Oh, if only we could get a FIOS-compatible STB with this much power...
haha they made a reference to WALL-E
>>Jeez, yet another STB. Yawn!
I thought they had medicines for that...
It's very pretty, but they need the XMB style interface.
Obviously not THE xmb style interface, but something like that.
On the TV. I'm sure this thing turns off that bright menu when you watch the film.
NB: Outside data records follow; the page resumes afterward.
Issue #704, opened 2023-08-02
🚀 [Feature]: Stringify zerolog latency


raphielscape:
### Feature Description

Currently, zerolog latency uses `Dur`, which outputs raw duration value compared to other logging middlewares in fiber, changing it to String should make it in line with other logging behaviour.

### Checklist:

- [X] I agree to follow Fiber's [Code of Conduct](https://github.com/gofiber/fiber/blob/master/.github/CODE_OF_CONDUCT.md).
- [X] I have checked for existing issues that describe my suggestion prior to opening this one.
- [X] I understand that improperly formatted feature requests may be closed without explanation.

PR #705, opened 2023-08-02
fiberzerolog: Use string for latency field

raphielscape:
Fixes https://github.com/gofiber/contrib/issues/704

### DIFF
--- a/fiberzerolog/zerolog_test.go
+++ b/fiberzerolog/zerolog_test.go
@@ -151,12 +151,8 @@ func Test_Latency(t *testing.T) {
 	_ = json.Unmarshal(buf.Bytes(), &logs)
 
 	latencyStr, ok := logs[FieldLatency].(string)
-	if !ok {
-		t.Errorf("Failed to parse latency from logs")
-	}
-	if !strings.Contains(latencyStr, "ms") {
-		t.Errorf("Latency does not contain 'ms': %s", latencyStr)
-	}
+	utils.AssertEqual(t, true, ok)
+	utils.AssertEqual(t, true, strings.Contains(latencyStr, "ms"))
 	utils.AssertEqual(t, float64(200), logs[FieldStatus])
 }
 
@@ -235,12 +231,8 @@ func Test_Logger_All(t *testing.T) {
 	}
 
 	latencyStr, ok := logs[FieldLatency].(string)
-	if !ok {
-		t.Errorf("Failed to parse latency from logs")
-	}
-	if !strings.Contains(latencyStr, "ms") {
-		t.Errorf("Latency does not contain 'ms': %s", latencyStr)
-	}
+	utils.AssertEqual(t, true, ok)
+	utils.AssertEqual(t, true, strings.Contains(latencyStr, "ms"))
 }
 
 func Test_Response_Body(t *testing.T) {
--- a/fiberzerolog/zerolog_test.go
+++ b/fiberzerolog/zerolog_test.go
@@ -8,7 +8,9 @@ import (
 	"net/http"
 	"net/http/httptest"
 	"os"
+	"strings"
 	"testing"
+	"time"
 
 	"github.com/gofiber/fiber/v2"
 	"github.com/gofiber/fiber/v2/utils"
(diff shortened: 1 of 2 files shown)


ReneWerner87:
Pls provide a documentation change and unittests for what this change involves so that it remains audited and documented

gaby:
@ReneWerner87 The current tests dont check any of the fields used by this middleware

gaby:
Actually it does check fields, but doesnt check latency at all. We can at least add a test to check the field type.

The regular logger and fiberzap all return "Strings" for latency but this middleware is not. The changes are more of a consistency thing.

gaby:
`govulncheck` failure is related to go1.20.7 being released. Related: https://github.com/actions/setup-go/issues/405

raphielscape:
I have added the unit test for latency

gaby:
@raphielscape Thanks! Could you also added in the test at the bottom for "Logger All", the one with all the fields?

gaby:
This test: https://github.com/gofiber/contrib/blob/6fa822cca2e7421e5a844746068ea4986f2f8d5c/fiberzerolog/zerolog_test.go#L143

raphielscape:
Done

gaby:
@raphielscape What I was thinking is adding the latency field on this list here: https://github.com/gofiber/contrib/blob/6fa822cca2e7421e5a844746068ea4986f2f8d5c/fiberzerolog/zerolog_test.go#L152 and then checking the expected value below. 

You added a whole new Fiber App in that test which already has a FiberApp

raphielscape:
> @raphielscape What I was thinking is adding the latency field on this list here:
> 
> https://github.com/gofiber/contrib/blob/6fa822cca2e7421e5a844746068ea4986f2f8d5c/fiberzerolog/zerolog_test.go#L152
> 
> and then checking the expected value below.
> You added a whole new Fiber App in that test which already has a FiberApp

I have explained it in the commit description, we can't use the same app because we can't do Equal Assertion as latency varies between runs

raphielscape:
We can make the first fiber app have a endpoint that returns OK and use that in test instead, though

gaby (approved):
LGTM

gaby:
> @gaby good?

Thanks! That looks good

fiberzerolog/zerolog_test.go
```diff
@@ -181,15 +222,25 @@ func Test_Logger_All(t *testing.T) {
...
 	_ = json.Unmarshal(buf.Bytes(), &logs)
 
-	utils.AssertEqual(t, expected, logs)
+	for key, value := range expected {
+		utils.AssertEqual(t, value, logs[key])
+	}
+
+	latencyStr, ok := logs[FieldLatency].(string)
+	if !ok {
+		t.Errorf("Failed to parse latency from logs")
```
efectn, line 239: use utils.AssertEqual instead

fiberzerolog/zerolog_test.go
```diff
@@ -181,15 +222,25 @@ func Test_Logger_All(t *testing.T) {
...
+	}
+	if !strings.Contains(latencyStr, "ms") {
+		t.Errorf("Latency does not contain 'ms': %s", latencyStr)
```
efectn, line 242: same

fiberzerolog/zerolog_test.go
```diff
@@ -125,6 +127,39 @@ func Test_Logger(t *testing.T) {
...
+	resp, err := app.Test(httptest.NewRequest("GET", "/", nil))
+	utils.AssertEqual(t, nil, err)
+	utils.AssertEqual(t, fiber.StatusOK, resp.StatusCode)
+
+	var logs map[string]any
+	_ = json.Unmarshal(buf.Bytes(), &logs)
+
+	latencyStr, ok := logs[FieldLatency].(string)
+	if !ok {
+		t.Errorf("Failed to parse latency from logs")
```
efectn, line 155: here too

fiberzerolog/zerolog_test.go
raphielscape: We can't use AssertEqual because latency always varies and we can't have an equal value for AssertEqual

gaby: @efectn We can only check the type for this field.

raphielscape:
For the reason why I don't use AssertEqual is that I have no idea how to make an equally valued latency and latency return always varies between test runs, please let me know if there was a way to make the latency in an equilibrium so that we got an equal value that can be compared so that I can use AssertEqual

fiberzerolog/zerolog_test.go
efectn: > @efectn We can only check the type for this field.

Isn't ok boolean? We can check it's true

raphielscape: OK came from interface type assertion, not the latency return itself, we can't AssertEqual that

efectn: > OK came from interface type assertion, not the latency return itself, we can't AssertEqual that

I know, i just mean something like
```go
utils.AssertEqual(t, true, ok)
utils.AssertEqual(t, true, strings.Contains(latencyStr, "ms"))
```

raphielscape: > > OK came from interface type assertion, not the latency return itself, we can't AssertEqual that
> 
> I know, i just mean something like
> 
> ```go
> utils.AssertEqual(t, true, ok)
> utils.AssertEqual(t, true, strings.Contains(latencyStr, "ms"))
> ```

Okay, that works

efectn (approved):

While this box is sexy enough to sell very well, it's all about how well it organizes your files.
It's just another thing your 360 or PS3 or computer can already do, though.
The User Interface (UI) and the ability to play nice with other devices is the key.
I would like to see how well this plays with the digital cable box or satellite receiver box.
Is this why they dropped their plans for a WMC Extender?
All for competition, but too bad everyone couldn't agree on a common platform.
Throw in a couple of TV tuners, Free TV Guide, DVR software and don't make it too expensive and I'm sold!!! :-)
I'd like a list of the exact specs of this. What video formats/containers are supported? What audio formats are supported? Does it bit-stream DTS-HD and TrueHD?
I'd like a list of the exact specs of this. What video formats/containers are supported? What audio formats are supported? Does it bit-stream DTS-HD and TrueHD?